Your objective - One line at a time, check the entries below for the word "bullet", and copy each line that has it.

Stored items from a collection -
== Segment start ==
PR #963, opened 2024-08-19
[IMP] website_sale_product_assortment: bullet list

SirAionTech:
Better bullet list rendering

### DIFF
--- a/website_sale_product_assortment/readme/CONFIGURE.rst
+++ b/website_sale_product_assortment/readme/CONFIGURE.rst
@@ -1,14 +1,14 @@
 To see this module working, you have to define a product assortment and select
 an option on the website availability field.
 
-#. **Don't apply restriction**: This option will not set any kind of restriction on
-product items.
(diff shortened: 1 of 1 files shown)


pedrobaeza:
This is not `[REF]`, not being a code refactor, but `[IMP]` (or even `[FIX]`, as indeed this shouldn't be a numbered list).

SirAionTech:
> This is not `[REF]`, not being a code refactor, but `[IMP]` (or even `[FIX]`, as indeed this shouldn't be a numbered list).

Thanks for having a look!
It was a `REF` in my opinion because it does not `FIX` or `IMP`rove code, but `IMP` is ok too since it `IMP`roves the README, or I can use `FIX`, I can't see any clearly right/wrong tag.
Maybe a `DOC` would be more appropriate, but it does not exist :man_shrugging:

pedrobaeza (approved):

CarlosRoca13 (approved):

PR #965, opened 2024-08-20
[15.0][FIX] website_sale_checkout_skip_payment: translate payment message

chienandalu:
- The default option in the field isn't detected as term to translate.
- Also, in a multilingual site we should provide that message in each language.

cc @Tecnativa TT50516

please review @pedrobaeza @victoralmau 

fw of 
- #964


pedrobaeza (approved):
The same as #964

/ocabot merge patch

PR #970, opened 2024-09-12
[16.0][FIX] website_sale_product_attribute_value_filter_existing: Hide attribute parent container

pilarvargas-tecnativa:
If only the attribute container is hidden, the parent container still occupies a space that is visible in the attribute list. To avoid this, apply the condition to the parent container and hide it completely.

This occurs in the filtering of attributes in the mobile view.

Attributes defined for the test:
image

Attributes 2, 3 and 4 will remain hidden as no product has been assigned to them.

Before the fix:
image

After the fix:
image

@chienandalu @carlos-lopez-tecnativa please review

ping @pedrobaeza 

cc @Tecnativa TT50704


pedrobaeza (approved):

chienandalu (approved):
:+1:

PR #978, opened 2024-10-23
[18.0][MIG] website_sale_product_attribute_value_filter_existing: Migration to 18.0

pilarvargas-tecnativa:
cc @Tecnativa TT51372

@CarlosRoca13 @chienandalu please review


CarlosRoca13 (approved):

pedrobaeza:
/ocabot migration website_sale_product_attribute_value_filter_existing

pedrobaeza (approved):
Tested in runboat

/ocabot merge nobump

Arozeo:
@pilarvargas-tecnativa Thanks for your work on updating this **website_sale_product_attribute_value_filter_existing** module !

I'm trying to retrofit the v18 version to a 17.4 as I cannot update our database yet and I'm facing this exact problem

All possible values for a given attribute are displayed in front end filters even though only 2 or 3 are used on actual displayed product, which is nonsensical for eCommerce

This is very explicit for the Brand attribute for example, and should be standard IMO. Why display "Category A's brands" when looking at Category B

Would you have any input on how to do that retrofit, as the v17 version of this module was skipped 🙂?

I can import the module but then I suppose I end up with an empty attr_values_used because only the names of my attributes are displayed. Tried to tweak it a bit with ChatGPT as I am not a dev at all but without any success unfortunately

Many thanks

Eliott

pedrobaeza:
I'm afraid you can't do it, as SaaS doesn't allow to import modules with, only data modules, which are a few. Most of the modules require extra code to work. You should go out of the SaaS (with the costs it implies), and be on a .0 version.

Arozeo:
Hi Pedro

Thanks for your very prompt answer !

I am currently using the "Applications" module from the Backoffice and them "Import an app" button in the atop menu
There I import the whole source code folder as a .zip

So in essence you're implying that even though the module actually gets imported without any error, some of the code inside is disabled because I am in a SaaS version ?

Thanks

pedrobaeza:
Exactly.

Arozeo:
WOW OK it explains so much things ! Thanks a lot and sorry for disturbing 🙂

Have a great weekend

PR #979, opened 2024-10-25
[16.0][FIX] website_sale_product_attribute_value_filter_existing: Add attribute ‘Test yellow'

pilarvargas-tecnativa:
It is being checked that the attribute ‘Test yellow’ is not present in the filter panel as it is not being used in any product. Actually, no real check is being made if the attribute is not defined. It is a fact, if it is not defined, it does not exist and will not be present at all.

cc @Tecnativa 


CarlosRoca13 (approved):
:+1:

pedrobaeza (approved):
/ocabot merge patch

PR #986, opened 2024-11-20
[16.0][FIX]website_sale_hide_price: fix button visibility issue

LuisAlejandroS:
Description:

In the website_sale_hide_price module, button visibility for the "Quick Add to Cart" button in the ecommerce product list (Kanban or List View) was not behaving as expected when the stock was zero and the "Allow out of stock order" option was unchecked. This PR resolves the issue by replacing view inheritance with logic in Python.

Cases covered with this improvement:

- Ensures that the "Quick Add to Cart" button disappears when stock is zero and "Allow out of stock order" is unchecked.
- Resolves compatibility issues with website_sale_hide_price module.

Reproduction Steps (in Runboat):

1. Create a product in the Sales > Products menu and set the stock to 0.
2. Make sure the "Allow out of stock order" option is unchecked.
3. Enable the website_sale_hide_price module.
4. In the ecommerce frontend, go to the product listing or Kanban view.
5. Verify that the "Quick Add to Cart" button is hidden when stock is zero.

Solution: 
The issue was fixed by modifying the _website_show_quick_add method in the product.template model to include logic for checking stock availability and the "Allow out of stock order" option in Python, instead of relying on view inheritance.

This approach ensures better maintainability and resolves the dependency issues that caused the button visibility error.
FL-556-4678

### DIFF
--- a/website_sale_hide_price/models/product_template.py
+++ b/website_sale_hide_price/models/product_template.py
@@ -1,6 +1,7 @@
 # Copyright 2022 Tecnativa - David Vidal
 # License AGPL-3.0 or later (http://www.gnu.org/licenses/agpl).
 from odoo import fields, models
+from odoo.tools import config
 
 
 class ProductTemplate(models.Model):
@@ -58,3 +59,14 @@ class ProductTemplate(models.Model):
                     }
                 )
         return results_data
+
+    def _website_show_quick_add(self):
+        show_price = (
+            self.env["website"].get_current_website().website_show_price
+            and not self.website_hide_price
+        )
+        if config["test_enable"] and not self.env.context.get(
+            "website_sale_hide_price_test"
+        ):
+            return show_price
+        return show_price and super()._website_show_quick_add()
--- a/website_sale_hide_price/views/website_sale_template.xml
+++ b/website_sale_hide_price/views/website_sale_template.xml
@@ -82,14 +82,6 @@
             </attribute>
         </xpath>
     </template>
-    <!-- Hide add to cart button if "Add to cart" option is enabled and not website_show_price -->
-    <template id="products_add_to_cart" inherit_id="website_sale.products_add_to_cart">
-        <xpath expr="//a[hasclass('a-submit')]" position="attributes">
-            <attribute name="t-if">
-                website.website_show_price and not product.website_hide_price
-            </attribute>
-        </xpath>
-    </template>
     <template id="website_search_box" inherit_id="website.website_search_box">
         <xpath expr="//input[@name='search']" position="attributes">
             <attribute


chienandalu (commented):
Is it ready for review or did you open it in draft by mistake?

Pablocce (approved):
LGTM, thanks

danielduqma (approved):

chienandalu (commented):
@pilarvargas-tecnativa could take a look?

pilarvargas-tecnativa (commented):
I don't see any difference in the behaviour of the module with this FIX, can you put an indicative image of the problem? I can't reproduce the problem you are referring to outside this PR.

LuisAlejandroS:
image
A previous feature ensured that when the "Continue Selling" checkbox was not checked and a product was out of stock, the "Add to Cart" button wouldn't display in the kanban or list views. This update restores that functionality, resolving conflicts caused by this module.

pilarvargas-tecnativa:
Ok, now I understand the problem. Maybe with this solution you don't have to apply that condition to other buttons at template level. For example those in some snippets.
Could you check if in the next versions there is this problem and bring the commit? 
Thanks!

pilarvargas-tecnativa (approved):

LuisAlejandroS:
I noticed this issue persists in version 17.0. To address it, I created a forward-port with the necessary adjustments. You can review the pull request here: https://github.com/OCA/e-commerce/pull/987.

pedrobaeza (approved):
Having a method that determines the visibility and override it makes it more inheritable that touching the QWeb template, so let's go with the change:

/ocabot merge patch

pedrobaeza:
@LuisAlejandroS it seems the tests are failing.

danielduqma:
Hi,

Tests that are failing are related to module `website_sale_stock_list_preview`. This module depends on `website_sale_hide_price` to be installed and improperly show the button.

In fact, if you just install `website_sale_stock_list_preview` (with no other modules from this repository) tests will also fail, because `website_sale_stock` doesn't render _Add to cart_ button that `website_sale_stock_list_preview` expects to be shown but disabled. In forward port to 17.0, tests doesn't fail because `website_sale_stock_list_preview` is not yet migrated.

As you are the authors of this module, could you please take a look at this? Thanks!

Regards.

pedrobaeza:
Well, this was not failing before your patch, and that's because views are enable on demand on tests, so you should find a way to coexist both modules. One option is to incorporate on the code a check on `config["test_enable"]` and then only act if there's a special context that means that you are testing this module, not others.

If you don't find a solution, we will need to revert the 17.0 PR for not having the problem on the future.

danielduqma:
To be honest, I don't see that point. There is a clear bug in `website_sale_hide_price` that breaks a behaviour implemented in `website_sale_stock` from Odoo core, and it can be easily tested in both 16.0 and 17.0 versions. I think that we agree until here.

There is a third module, `website_sale_stock_list_preview`, that dependes on `website_sale_hide_price` to show a button that `website_sale_stock` hides. What you propose is to revert the fix in 17.0 (and willfully keep a bug) and include a `test_enable` check to make the module misbehave in tests just to make `website_sale_stock_list_preview` pass them. But `website_sale_stock_list_preview` goal will be affected anyway and has to be reviewed.

I didn't pretend you to fix `website_sale_stock_list_preview` it ASAP. I just asked to know if you were going to take a first look as Tecnativa is the author and all contributors are from Tecnativa.

pilarvargas-tecnativa:
A solution at view level would be to incorporate in the t-if the existing conditions in the odoo base view + the conditions added by this module that cause the error when overwriting the whole t-if. At code level it is a good solution but it seems to cause conflict in this version. Or what @pedrobaeza said, add a context to the tests.

danielduqma:
But we don't see why adding more conditions to the `t-if` is necessary, if it already has a method that is inheritable to ease integration with other modules, as it is done in `website_sale_stock`. I don't get why this PR is conflicting, just because it arises existing bugs in other modules and we are asked to mask them.

pedrobaeza:
As said, it's not a problem in the other module, as how tests are executed, they are correct. The status quo is broken with this change.

LuisAlejandroS:
@pedrobaeza Hi! I’ve made a small adjustment to ensure the tests for your module don’t break. Feel free to review it whenever you have the chance. Thanks in advance!

website_sale_hide_price/models/product_template.py
```diff
@@ -58,3 +59,12 @@ def _search_render_results(self, fetch_fields, mapping, icon, limit):
                     }
                 )
         return results_data
+
+    def _website_show_quick_add(self):
+        show_price = (
+            self.env["website"].get_current_website().website_show_price
+            and not self.website_hide_price
+        )
+        if config["test_enable"]:
```
pedrobaeza: You have to test also for a specific context (like `website_sale_hide_price_test`), for allowing to check the functionality in this module (if having tests).

LuisAlejandroS: @pedrobaeza  I’ve just made the changes. Could you please check if this works for you now? Thanks for your time!

pedrobaeza (approved):
/ocabot merge patch

PR #999, opened 2024-12-20
[15.0][ADD] website_sale_menu_partner_top_selling: New module

pilarvargas-tecnativa:
cc @Tecnativa TT52287

@pedrobaeza @chienandalu please review


pilarvargas-tecnativa:
I know the tests are failing but replicating in the browser console those triggers don't fail, I have to investigate further why.

website_sale_menu_top_user_selling/controllers/main.py
```diff
@@ -0,0 +1,90 @@
...
+            request.env["ir.config_parameter"]
+            .sudo()
+            .get_param("website_sale_menu_top_user_selling.limit", 10)
+        )
+        # Get best-selling products from the user
+        product_data = (
+            request.env["sale.order.line"]
+            .sudo()
+            .read_group(
+                [("order_id.partner_id", "=", request.env.user.partner_id.id)],
```
chienandalu: Maybe you should restrict the website or at least the company..

chienandalu (changes requested):
This is problematic as well

image

website_sale_menu_top_user_selling/controllers/main.py
pilarvargas-tecnativa: Better to limit both and leave no loose ends. The problem is that they were not well declared in the manifest, haste is not good. Actually, whether they are published or not is not a problem since they are running as administrator and will appear shaded.

chienandalu (approved):
Great :+1:

pilarvargas-tecnativa:
@carlos-lopez-tecnativa can you take a look please?

website_sale_menu_partner_top_selling/controllers/main.py
```diff
@@ -0,0 +1,110 @@
...
+                    "|",
+                    ("product_id.product_tmpl_id.website_id", "=", request.website.id),
+                    ("product_id.product_tmpl_id.website_id", "=", False),
+                    "|",
+                    (
+                        "product_id.product_tmpl_id.company_id",
+                        "=",
+                        request.website.company_id.id,
+                    ),
+                    ("product_id.product_tmpl_id.company_id", "=", False),
```
carlos-lopez-tecnativa: I think this can be simplified to:
```suggestion
                    ("product_id.product_tmpl_id.website_id", "in", [request.website.id, False]),
                    (
                        "product_id.product_tmpl_id.company_id",
                        "in",
                        [request.website.company_id.id, False],
                    ),
```

website_sale_menu_partner_top_selling/models/res_config_settings.py
```diff
@@ -0,0 +1,30 @@
...
+            ),
+        )
+        return res
+
+    def set_values(self):
+        res = super().set_values()
+        self.env["ir.config_parameter"].sudo().set_param(
+            "website_sale_menu_partner_top_selling.limit", self.regular_products_limit
+        )
+        return res
```
carlos-lopez-tecnativa: I think this can be simplified as follows or defined as a field in the website model instead of a parameter. What do you think?
https://github.com/odoo/odoo/blob/15.0/odoo/addons/base/models/res_config.py#L339C48-L339C78

```suggestion
    regular_products_limit = fields.Integer(default=10, config_parameter='website_sale_menu_partner_top_selling.limit')

```

carlos-lopez-tecnativa (approved):
Tested and working fine. I’ve left a suggestion; let me know if it can be considered. Thanks, great feature!

website_sale_menu_partner_top_selling/models/res_config_settings.py
pilarvargas-tecnativa: thanks!

website_sale_menu_partner_top_selling/readme/USAGE.rst
```diff
@@ -0,0 +1,6 @@
+Regular products can be viewed by accessing the URL /shop/my_regular_products on the
+website.
+This URL can be accessed from */shop* by clicking on *My regular products* in the
```
pedrobaeza, line 4: RST syntax forces to have a blank link in between paragraphs. You can check that is not working right in https://github.com/OCA/e-commerce/blob/8cbf5ba0d5c7eaabd6c36c99c49813569b16affd/website_sale_menu_partner_top_selling/README.rst

```suggestion

This URL can be accessed from */shop* by clicking on *My regular products* in the
```

(and the same for the rest)

pilarvargas-tecnativa: Done, thanks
== Segment end ==
Finished task -
[IMP] website_sale_product_assortment: bullet list
Better bullet list rendering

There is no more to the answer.